After all, they are never wrong. The market is.
Think about it this way…
If academic prowess were the key to successful investing, business school professors would be the wealthiest investors on the planet.
Yet that is clearly not the case.
Instead, the world’s top investors and traders in the Forbes 400 dropped out of academic programs as often as they completed them.
Ironically, none of these future billionaires could have gotten a job as a professor at any business school.
Street Smarts Trounce Book Smarts
Book smarts are almost irrelevant to extraordinary investment success.
The market does not care where you went to college.
It does not care what your grades were in economics class.
It does not care about the valuable connections you made in business school or even whether you went to business school at all.
This was driven home to me early in my investment career.
At that time, I spent three years studying at the knee of one of the United Kingdom’s star fund managers. I had hoped that his experience and wisdom would rub off on me.
Sadly, I came away from the experience frustrated.
At the end of three years, I hadn’t learned a darn thing.
He said he was just a stock picker. Yet he was unable to communicate his investment style. I discovered no method to his madness.
As an aside, this star fund manager, as the Brits say, “left school at 16.”
Yes, one of the most successful investors in the U.K. was a high school dropout.
His “secret” is now clear to me: He made outsized contrarian bets on small cap companies.
But more importantly, I learned that pontificating on investment ideas calls on a different set of skills than acting on them.
I came to think of market strategists who never make concrete recommendations as being like the radio color commentators for Pirates baseball games I listened to as a kid in Pittsburgh.
Sure, these commentators knew a lot about baseball. They could recite endless reams of statistics on each player and team.

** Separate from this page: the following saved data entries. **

PR #1090, opened 2021-01-07
style(eslint): disallow multiline ternary operator

jgroth:
It's far too easy to abuse the ternary operator to make multiline statements in the code that is hard to read. I suggest we add an ESLint rule to not allow them at all

## Review:

### Browsers tested:

Windows:
- [ ] Chrome
- [ ] Edge
- [ ] Firefox

Linux:
- [ ] Chrome
- [ ] Firefox

macOS:
- [x] Chrome
- [ ] Firefox
- [ ] Safari

Mobile:
- [ ] Chrome on Android
- [ ] iOS

### DIFF
--- a/src/components/dialog/dialog.tsx
+++ b/src/components/dialog/dialog.tsx
@@ -129,12 +129,15 @@ export class Dialog {
         this.mdcDialog.listen('MDCDialog:closed', this.handleMdcClosed);
         this.mdcDialog.listen('MDCDialog:closing', this.handleMdcClosing);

But they weren’t out there swinging a bat.
The analogy to successful trading or investing is clear.
You don’t need genius-level capabilities to be a successful investor for the same reason baseball players don’t need a high IQ.
Commenting on the investment game is a different skill than actually playing it.
How can you use this insight to improve your trading and investing?
If you are smart, be particularly careful. Don’t assume that your decisions will always be right.
Bring that attitude to your trading, and you will have your head handed to you in short order.
If you have average intelligence, take comfort that you have all the brains you’ll ever need.
Warren Buffett was rejected from Harvard Business School.
George Soros repeatedly failed his financial analyst exams – and eventually gave up.
Yet this pair of octogenarians are among the two best investors the world has ever seen.
So Warren Buffett is right.
In investing and trading, temperament trumps intelligence.
And that’s an insight you can take to the bank.